EDF (to be appeared)
Code_Aster
®
Version
6.3
Titrate:
SSNV162 -
Calculation of intrinsic creep of dessication
Date:
12/12/02
Author (S):
J. EL GHARIB
Key
:
V6.04.162-B
Page:
4/8
Manual of Validation
V6.04 booklet: Nonlinear statics of the voluminal structures
HT-66/02/001/A
3 Modeling
With
3.1
Characteristics of modeling
Modeling forced plane.
X
y
With
B
C
N1
N3
N5
N7
N2
N4
N6
N8
D
The boundary conditions and the loading are modelized by:
FACE_IMPO and PRES_REP respectively.
One imposes a field of initial drying and a field of final drying which are homogeneous.

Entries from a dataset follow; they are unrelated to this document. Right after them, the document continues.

PR #71, opened 2022-09-08
API cleanup

### LINKED ISSUE #57: API Cleanup
- [ ] Rename `AstarteSdk` to `AstarteDeviceSdk`

FrancescoVaiani:
Rename package from `astarte_sdk` to `astarte-device-sdk` (automatically translated to `astarte_device_sdk` inside the code) to better adhere to common RUST naming conventions.
Rename various APIs for better understandability.

Close #57 

### DIFF
--- a/Cargo.toml
+++ b/Cargo.toml
@@ -6,10 +6,9 @@
 
 
 [package]
-name = "astarte_sdk"
+name = "astarte-device-sdk"
 version = "0.1.0"
-authors = ["Riccardo Binetti"]
-edition = "2018"
+edition = "2021"
 license = "Apache-2.0"
 repository = "https://github.com/astarte-platform/astarte-device-sdk-rust"
 
--- a/src/lib.rs
+++ b/src/lib.rs
@@ -50,7 +50,7 @@ pub use interface::Interface;
 
 /// Astarte client
 #[derive(Clone)]
-pub struct AstarteSdk {
+pub struct AstarteDeviceSdk {
     realm: String,
     device_id: String,
     mqtt_options: MqttOptions,
@@ -116,7 +116,7 @@ pub enum Aggregation {
 
 /// data from astarte to device
 #[derive(Debug, Clone)]
-pub struct Clientbound {
+pub struct AstarteDeviceDataEvent {
     pub interface: String,
     pub path: String,
     pub data: Aggregation,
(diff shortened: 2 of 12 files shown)


Cargo.toml
```diff
@@ -6,7 +6,7 @@
 
 
 [package]
-name = "astarte_sdk"
+name = "astarte-device-sdk"
 version = "0.1.0"
 authors = ["Riccardo Binetti"]
 edition = "2018"
```
harlem88, line 12: Change the edition to 2021.

harlem88 (changes requested):

src/lib.rs
```diff
@@ -210,18 +209,20 @@ impl AstarteSdk {
...
     ///     loop {
-    ///         if let Ok(data) = d.poll().await {
+    ///         if let Ok(data) = d.astarte_device_data_event().await {
     ///             println!("incoming: {:?}", data);
     ///         }
     ///     }
     /// }
     /// ```
-    pub async fn poll(&mut self) -> Result<Clientbound, AstarteError> {
+    pub async fn astarte_device_data_event(
```
harlem88, line 223: Maybe `astarte_device_event` is better because it also receives the `connack` and `publish` event. What do you think @Annopaolo ?

Annopaolo: Even if `connack` and `publish` are actually MQTT events, they play an important role in the Astarte MQTTv1 protocol. So I think it's correct to keep the `astarte_` prefix. I agree with your 'astarte_device_event` suggestion. Maybe also `astarte_device_event_handler` , but I'm not sure it conforms to Rust naming best practices.

FrancescoVaiani: I don't see any issue with the `astarte_device_event_handler` naming. I was also wondering about it myself.

harlem88 (approved):

Annopaolo (approved):

src/lib.rs
```diff
@@ -210,18 +209,20 @@ impl AstarteSdk {
...
     ///     loop {
-    ///         if let Ok(data) = d.poll().await {
+    ///         if let Ok(data) = d.astarte_device_event_handler().await {
     ///             println!("incoming: {:?}", data);
     ///         }
     ///     }
     /// }
     /// ```
-    pub async fn poll(&mut self) -> Result<Clientbound, AstarteError> {
+    pub async fn astarte_device_event_handler(
```
rbino, line 223: I'm not totally convinced by a couple of things:
- Do we need the `astarte_device` prefix? Methods are already namespaced in an `AstarteDeviceSdk` struct
- `event_handler` lets me think of a function _you provide_ to handle event, while here you have to _call_ the function to handle the events, so I'd probably call this `handle_events`, if we want to rename it. This is actually more akin to an eventloop. Alternative names that come to mind: keep `poll`, `tick`, `advance`, `feed`

src/lib.rs
```diff
@@ -174,7 +173,7 @@ impl AstarteSdk {
         Ok(())
     }
 
-    async fn poll_connack(&mut self) -> Result<(), AstarteError> {
+    async fn astarte_device_connack_event(&mut self) -> Result<(), AstarteError> {
```
rbino, line 176: See observations in the other comment for prefix and naming, I'd call this `wait_for_connack`

rbino (changes requested):

src/lib.rs
harlem88: vote for `handle_events`

sorru94 (approved):

harlem88 (approved):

passage of the field of drying to the hygroscopy is done with the curve sorption-desorption (given
user).
3.2
Characteristics of the mesh
A number of nodes: 8
A number of meshs: 1 of type QUAD 8
4 of type SEG3
The following meshs are defined: AB, BC, CD and DA
To represent ¼ structure, one puts the boundary conditions following:
On AB: DY = 0
On AD: DX = 0
3.3 Functionalities
tested
Controls
Key word
DEFI_MATERIAU ELAS_FO
BAZANT_FD
FONC_DESORP
LAM_VISC
CREA_CHAMP “AFFE”
NOM_CMP=' TEMP'
“TEMP_INF”
“TEMP_SUP”
TYPE_CHAM=' NOEU_TEMP_R'
CREA_RESU AFFE
TYPE_RESU=' EVOL_THER'
CHAM_GD
AFFE_CHAR_MECA FACE_IMPO
PRES_REP
SECH_CALCULEE
STAT_NON_LINE COMP_INCR
RELATION= `BAZANT_FD'
Code_Aster
®
Version
6.3
Titrate:
SSNV162 -
Calculation of intrinsic creep of dessication
Date:
12/12/02
Author (S):
J. EL GHARIB
Key
:
V6.04.162-B
Page:
5/8
Manual of Validation
V6.04 booklet: Nonlinear statics of the voluminal structures
HT-66/02/001/A
3.4
Sizes tested and results
The component
xx
with the N4 node was tested
Moment Reference Aster %
difference
0. 0.
0.
-
1.
2.74725 E4
2.747253018 E4
1.E4
10.7999875 E+4
2.80584 E4
2.8058467007 E4
2.39 E4
53.9999375 E+4
3.04022 E4
3.0402214294 E4
4.70 E5
86400. E+4
3.12600 E4
3.2160024759 E4
7.70 E5
Code_Aster
®
Version
6.3
Titrate:
SSNV162 -
Calculation of intrinsic creep of dessication
Date:
12/12/02
Author (S):
J. EL GHARIB
Key
:
V6.04.162-B
Page:
6/8
Manual of Validation
V6.04 booklet: Nonlinear statics of the voluminal structures
HT-66/02/001/A
4 Modeling
B
4.1
Characteristics of modeling
Modeling 3D
Z
X
y
NO1
NO2
NO3
NO4
NO8
NO7
NO6
NO5
4.2
Characteristics of the mesh
A number of nodes:8
A number of meshs: 1 of type HEXA 8
6 of type QUAD 4
The following meshs are defined:
REAR NO1 NO3 NO7 NO5
FRONT
NO2 NO6 NO8 NO4
STRAIGHT LINE
NO1 NO5 NO6 NO2
LEFT NO3 NO4 NO8 NO7
LOW
NO1 NO2 NO4 NO3
HIGH
NO5 NO7 NO8 NO6
To account for the 1/8
ème
structure, the boundary conditions in displacement imposed are:
On nodes NO1, NO2, NO4 and NO3: DZ = 0
On nodes NO3, NO4, NO8 and NO7: DY = 0
On nodes NO1, NO3, NO5 and NO7: DX = 0
The loading is consisted of the same field of drying and the same pressure divided into
compression on the “FRONT” mesh.
Code_Aster
®
Version
6.3
Titrate:
SSNV162 -
Calculation of intrinsic creep of dessication
Date:
12/12/02
Author (S):
J. EL GHARIB
Key
:
V6.04.162-B
Page:
7/8
Manual of Validation
V6.04 booklet: Nonlinear statics of the voluminal structures
HT-66/02/001/A
4.3 Functionalities
tested
Moment Reference Aster %
difference
0. 0. 0.
-
1.
2.74725 E4
2.747253018 E4
1.E4
10.7999875 E+4
2.80584 E4
2.8058467007 E4
2.39 E4
53.9999375 E+4
3.04022 E4
3.0402214294 E4
4.70 E5
86400. E+4
3.12600 E4
3.2160024759 E4
7.70 E5
4.4
Sizes tested and results
The component
xx
with node NO6 was tested.
Moment Reference Aster %
difference
0. 0. 0.
-
1.
2.74725 E4
2.747253018 E4
1.E4
10.7999875 E+4
2.80584 E4
2.8058467007 E4
2.39 E4
53.9999375 E+4
3.04022 E4
3.0402214294 E4
4.70 E5
86400. E+4
3.12600 E4
3.2160024759 E4
7.70 E5
Code_Aster
®
Version
6.3
Titrate:
SSNV162 -
Calculation of intrinsic creep of dessication
Date:
12/12/02
Author (S):
J. EL GHARIB
Key
:
V6.04.162-B
Page:
8/8
Manual of Validation
V6.04 booklet: Nonlinear statics of the voluminal structures
HT-66/02/001/A
5
Summary of the results
The values obtained with Code_Aster are in agreement with the values of the analytical solution of
reference. This same test was turned with Castem at laboratory LGCU at the University of the Marne
Valley the same results were obtained.